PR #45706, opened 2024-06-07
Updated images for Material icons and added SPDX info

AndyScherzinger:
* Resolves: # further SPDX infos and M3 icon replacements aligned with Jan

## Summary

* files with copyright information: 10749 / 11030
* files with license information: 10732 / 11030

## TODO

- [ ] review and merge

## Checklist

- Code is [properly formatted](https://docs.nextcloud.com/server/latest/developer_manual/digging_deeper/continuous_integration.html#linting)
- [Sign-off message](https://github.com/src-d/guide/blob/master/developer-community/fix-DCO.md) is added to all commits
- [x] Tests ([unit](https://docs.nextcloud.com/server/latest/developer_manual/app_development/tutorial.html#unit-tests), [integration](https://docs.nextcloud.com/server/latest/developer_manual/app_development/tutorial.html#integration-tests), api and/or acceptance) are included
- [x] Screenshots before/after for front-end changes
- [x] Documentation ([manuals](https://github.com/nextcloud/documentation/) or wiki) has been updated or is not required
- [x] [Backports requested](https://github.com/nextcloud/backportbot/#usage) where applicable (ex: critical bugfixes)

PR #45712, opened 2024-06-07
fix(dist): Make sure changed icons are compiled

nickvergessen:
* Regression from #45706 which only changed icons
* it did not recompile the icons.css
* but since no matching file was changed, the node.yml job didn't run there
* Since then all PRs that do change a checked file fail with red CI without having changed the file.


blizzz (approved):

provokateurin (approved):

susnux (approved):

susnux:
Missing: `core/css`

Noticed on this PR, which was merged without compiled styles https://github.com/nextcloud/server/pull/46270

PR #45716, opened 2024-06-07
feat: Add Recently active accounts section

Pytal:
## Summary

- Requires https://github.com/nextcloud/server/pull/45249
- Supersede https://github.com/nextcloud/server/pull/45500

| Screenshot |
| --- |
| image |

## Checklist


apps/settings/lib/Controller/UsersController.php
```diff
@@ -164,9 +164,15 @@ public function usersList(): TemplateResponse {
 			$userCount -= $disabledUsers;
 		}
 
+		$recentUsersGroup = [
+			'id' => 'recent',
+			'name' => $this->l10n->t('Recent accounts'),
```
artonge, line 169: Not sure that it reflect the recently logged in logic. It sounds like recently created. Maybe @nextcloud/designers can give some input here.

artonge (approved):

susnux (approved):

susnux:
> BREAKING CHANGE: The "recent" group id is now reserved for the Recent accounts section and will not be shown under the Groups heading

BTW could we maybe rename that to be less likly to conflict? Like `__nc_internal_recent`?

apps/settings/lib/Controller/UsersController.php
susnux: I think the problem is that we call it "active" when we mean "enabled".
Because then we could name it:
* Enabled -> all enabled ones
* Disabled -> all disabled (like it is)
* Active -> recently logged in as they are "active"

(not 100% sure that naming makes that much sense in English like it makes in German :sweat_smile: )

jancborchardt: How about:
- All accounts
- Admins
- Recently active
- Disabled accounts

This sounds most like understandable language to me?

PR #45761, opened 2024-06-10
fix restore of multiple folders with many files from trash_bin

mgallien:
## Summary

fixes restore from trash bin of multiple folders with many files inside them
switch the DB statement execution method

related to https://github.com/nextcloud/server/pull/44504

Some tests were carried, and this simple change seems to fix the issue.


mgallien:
──────────
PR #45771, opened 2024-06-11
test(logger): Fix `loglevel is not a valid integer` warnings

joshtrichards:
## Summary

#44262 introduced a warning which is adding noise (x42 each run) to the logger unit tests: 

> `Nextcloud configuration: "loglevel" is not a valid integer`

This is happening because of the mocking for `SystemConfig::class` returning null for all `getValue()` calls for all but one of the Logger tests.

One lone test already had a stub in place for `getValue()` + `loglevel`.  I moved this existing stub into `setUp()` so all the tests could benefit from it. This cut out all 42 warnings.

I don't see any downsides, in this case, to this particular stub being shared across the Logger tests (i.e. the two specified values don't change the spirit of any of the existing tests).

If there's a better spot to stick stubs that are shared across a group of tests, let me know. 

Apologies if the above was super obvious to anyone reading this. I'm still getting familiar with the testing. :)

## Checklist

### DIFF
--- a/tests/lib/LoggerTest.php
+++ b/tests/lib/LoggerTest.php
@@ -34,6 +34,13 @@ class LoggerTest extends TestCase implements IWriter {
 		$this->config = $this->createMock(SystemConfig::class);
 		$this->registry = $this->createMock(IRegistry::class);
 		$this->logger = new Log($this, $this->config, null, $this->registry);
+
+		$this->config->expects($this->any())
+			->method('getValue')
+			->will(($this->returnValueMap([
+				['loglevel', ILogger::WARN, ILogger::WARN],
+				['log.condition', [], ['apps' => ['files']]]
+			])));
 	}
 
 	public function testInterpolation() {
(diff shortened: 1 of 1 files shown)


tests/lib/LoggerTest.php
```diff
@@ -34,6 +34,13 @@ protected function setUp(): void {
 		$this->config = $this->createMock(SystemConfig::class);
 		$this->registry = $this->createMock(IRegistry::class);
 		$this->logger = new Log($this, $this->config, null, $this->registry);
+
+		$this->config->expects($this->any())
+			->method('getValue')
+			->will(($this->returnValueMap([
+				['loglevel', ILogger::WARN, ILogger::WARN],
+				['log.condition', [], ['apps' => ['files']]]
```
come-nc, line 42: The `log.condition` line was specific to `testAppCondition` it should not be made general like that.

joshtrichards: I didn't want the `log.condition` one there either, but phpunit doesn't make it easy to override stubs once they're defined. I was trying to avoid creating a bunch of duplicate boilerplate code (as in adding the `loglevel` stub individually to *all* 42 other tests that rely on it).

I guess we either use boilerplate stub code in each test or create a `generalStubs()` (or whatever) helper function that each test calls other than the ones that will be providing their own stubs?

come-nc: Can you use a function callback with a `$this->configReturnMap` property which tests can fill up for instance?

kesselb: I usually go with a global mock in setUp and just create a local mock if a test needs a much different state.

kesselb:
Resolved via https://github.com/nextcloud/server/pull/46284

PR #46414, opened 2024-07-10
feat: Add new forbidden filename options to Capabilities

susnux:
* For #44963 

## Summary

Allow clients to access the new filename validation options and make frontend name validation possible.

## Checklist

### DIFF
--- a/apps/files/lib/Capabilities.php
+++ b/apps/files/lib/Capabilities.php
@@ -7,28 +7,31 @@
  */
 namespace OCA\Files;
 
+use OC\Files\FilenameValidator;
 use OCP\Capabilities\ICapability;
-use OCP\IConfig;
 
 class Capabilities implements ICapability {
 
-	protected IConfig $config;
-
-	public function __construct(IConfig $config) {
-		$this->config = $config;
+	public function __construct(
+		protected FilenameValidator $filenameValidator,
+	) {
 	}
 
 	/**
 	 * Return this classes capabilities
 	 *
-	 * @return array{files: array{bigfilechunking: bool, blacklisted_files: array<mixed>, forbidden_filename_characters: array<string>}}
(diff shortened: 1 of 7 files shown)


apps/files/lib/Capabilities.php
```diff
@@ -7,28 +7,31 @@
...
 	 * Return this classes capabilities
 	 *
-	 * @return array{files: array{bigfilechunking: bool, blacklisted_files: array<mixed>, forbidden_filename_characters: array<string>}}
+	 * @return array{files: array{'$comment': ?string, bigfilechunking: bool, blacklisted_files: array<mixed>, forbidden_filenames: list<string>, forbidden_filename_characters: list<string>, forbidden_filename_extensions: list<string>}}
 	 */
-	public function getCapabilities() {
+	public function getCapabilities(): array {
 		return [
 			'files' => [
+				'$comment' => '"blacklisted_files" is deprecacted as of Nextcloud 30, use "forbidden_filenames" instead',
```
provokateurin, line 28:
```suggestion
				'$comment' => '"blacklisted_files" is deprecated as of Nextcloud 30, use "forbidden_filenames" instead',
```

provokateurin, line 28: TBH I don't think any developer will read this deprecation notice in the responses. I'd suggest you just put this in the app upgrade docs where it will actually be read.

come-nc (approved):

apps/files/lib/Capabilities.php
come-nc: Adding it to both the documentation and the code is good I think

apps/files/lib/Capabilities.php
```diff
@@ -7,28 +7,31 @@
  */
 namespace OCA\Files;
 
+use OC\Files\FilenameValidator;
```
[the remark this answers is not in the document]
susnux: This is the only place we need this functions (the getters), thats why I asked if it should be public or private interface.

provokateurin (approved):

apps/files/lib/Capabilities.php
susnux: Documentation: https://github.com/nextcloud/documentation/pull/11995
──────────
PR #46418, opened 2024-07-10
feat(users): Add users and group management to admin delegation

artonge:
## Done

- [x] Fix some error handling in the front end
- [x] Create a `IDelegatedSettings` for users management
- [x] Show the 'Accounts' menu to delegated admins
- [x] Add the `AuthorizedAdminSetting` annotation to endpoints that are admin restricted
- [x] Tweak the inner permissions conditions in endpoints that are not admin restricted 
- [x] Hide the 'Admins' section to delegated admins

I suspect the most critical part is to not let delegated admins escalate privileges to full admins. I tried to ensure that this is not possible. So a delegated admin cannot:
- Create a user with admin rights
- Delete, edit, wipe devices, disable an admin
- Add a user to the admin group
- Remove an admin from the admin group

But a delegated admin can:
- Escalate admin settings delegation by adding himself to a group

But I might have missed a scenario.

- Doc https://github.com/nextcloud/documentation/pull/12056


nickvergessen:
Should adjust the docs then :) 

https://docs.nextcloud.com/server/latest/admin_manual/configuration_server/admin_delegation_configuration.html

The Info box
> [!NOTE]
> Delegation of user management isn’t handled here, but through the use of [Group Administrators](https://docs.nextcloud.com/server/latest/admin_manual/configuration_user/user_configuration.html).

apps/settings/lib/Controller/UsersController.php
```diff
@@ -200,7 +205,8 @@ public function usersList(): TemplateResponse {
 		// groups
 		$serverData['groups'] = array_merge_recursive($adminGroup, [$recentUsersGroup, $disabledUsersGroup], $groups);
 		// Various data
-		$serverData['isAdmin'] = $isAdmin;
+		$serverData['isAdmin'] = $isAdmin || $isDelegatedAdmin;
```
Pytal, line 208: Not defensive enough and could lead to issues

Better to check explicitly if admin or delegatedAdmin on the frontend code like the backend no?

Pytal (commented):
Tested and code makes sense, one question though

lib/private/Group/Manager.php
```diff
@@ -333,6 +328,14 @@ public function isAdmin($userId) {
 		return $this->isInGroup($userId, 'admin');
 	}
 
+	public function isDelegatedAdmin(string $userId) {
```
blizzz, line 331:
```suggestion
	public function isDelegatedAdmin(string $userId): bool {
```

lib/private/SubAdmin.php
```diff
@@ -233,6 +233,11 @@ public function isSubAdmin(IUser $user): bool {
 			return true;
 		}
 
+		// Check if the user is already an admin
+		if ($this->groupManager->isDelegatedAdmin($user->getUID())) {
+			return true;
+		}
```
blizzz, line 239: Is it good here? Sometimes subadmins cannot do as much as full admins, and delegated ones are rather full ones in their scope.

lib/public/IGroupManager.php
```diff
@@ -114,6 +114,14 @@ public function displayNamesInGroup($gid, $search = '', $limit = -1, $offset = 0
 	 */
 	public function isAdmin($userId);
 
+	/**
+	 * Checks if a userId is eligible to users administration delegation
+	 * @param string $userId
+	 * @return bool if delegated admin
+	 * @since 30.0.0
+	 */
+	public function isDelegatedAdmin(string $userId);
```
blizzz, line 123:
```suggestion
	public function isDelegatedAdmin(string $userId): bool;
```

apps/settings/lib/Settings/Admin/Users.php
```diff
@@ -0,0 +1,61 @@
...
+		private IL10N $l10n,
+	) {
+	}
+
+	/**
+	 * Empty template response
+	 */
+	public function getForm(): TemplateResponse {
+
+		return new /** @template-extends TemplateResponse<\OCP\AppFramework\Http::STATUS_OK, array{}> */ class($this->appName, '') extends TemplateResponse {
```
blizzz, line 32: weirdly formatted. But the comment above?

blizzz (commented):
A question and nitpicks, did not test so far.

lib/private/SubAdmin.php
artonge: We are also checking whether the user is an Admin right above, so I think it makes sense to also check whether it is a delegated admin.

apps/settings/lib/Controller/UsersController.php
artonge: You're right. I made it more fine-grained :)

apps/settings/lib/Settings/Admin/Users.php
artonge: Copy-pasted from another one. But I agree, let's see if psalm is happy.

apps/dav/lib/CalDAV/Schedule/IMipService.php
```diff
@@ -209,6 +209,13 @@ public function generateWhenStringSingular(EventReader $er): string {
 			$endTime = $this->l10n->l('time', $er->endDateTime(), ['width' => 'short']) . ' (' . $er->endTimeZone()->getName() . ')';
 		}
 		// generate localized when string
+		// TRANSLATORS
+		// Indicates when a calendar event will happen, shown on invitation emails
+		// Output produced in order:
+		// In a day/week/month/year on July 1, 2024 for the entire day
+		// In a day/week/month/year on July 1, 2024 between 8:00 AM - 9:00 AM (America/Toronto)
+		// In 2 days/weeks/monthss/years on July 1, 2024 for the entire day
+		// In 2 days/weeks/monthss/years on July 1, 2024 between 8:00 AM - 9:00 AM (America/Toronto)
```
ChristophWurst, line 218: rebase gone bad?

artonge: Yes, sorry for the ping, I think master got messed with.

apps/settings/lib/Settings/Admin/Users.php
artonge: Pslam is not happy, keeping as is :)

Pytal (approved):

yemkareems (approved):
──────────
▶ _Assignment_: Only the lines above from the line with "PR #45706, opened 2024-06-07" to the line with "didn't run there", those two lines included, should be reproduced exactly.

▶ _Solution to the problem_:
PR #45706, opened 2024-06-07
Updated images for Material icons and added SPDX info

AndyScherzinger:
* Resolves: # further SPDX infos and M3 icon replacements aligned with Jan

## Summary

* files with copyright information: 10749 / 11030
* files with license information: 10732 / 11030

## TODO

- [ ] review and merge

## Checklist

- Code is [properly formatted](https://docs.nextcloud.com/server/latest/developer_manual/digging_deeper/continuous_integration.html#linting)
- [Sign-off message](https://github.com/src-d/guide/blob/master/developer-community/fix-DCO.md) is added to all commits
- [x] Tests ([unit](https://docs.nextcloud.com/server/latest/developer_manual/app_development/tutorial.html#unit-tests), [integration](https://docs.nextcloud.com/server/latest/developer_manual/app_development/tutorial.html#integration-tests), api and/or acceptance) are included
- [x] Screenshots before/after for front-end changes
- [x] Documentation ([manuals](https://github.com/nextcloud/documentation/) or wiki) has been updated or is not required
- [x] [Backports requested](https://github.com/nextcloud/backportbot/#usage) where applicable (ex: critical bugfixes)

PR #45712, opened 2024-06-07
fix(dist): Make sure changed icons are compiled

nickvergessen:
* Regression from #45706 which only changed icons
* it did not recompile the icons.css
* but since no matching file was changed, the node.yml job didn't run there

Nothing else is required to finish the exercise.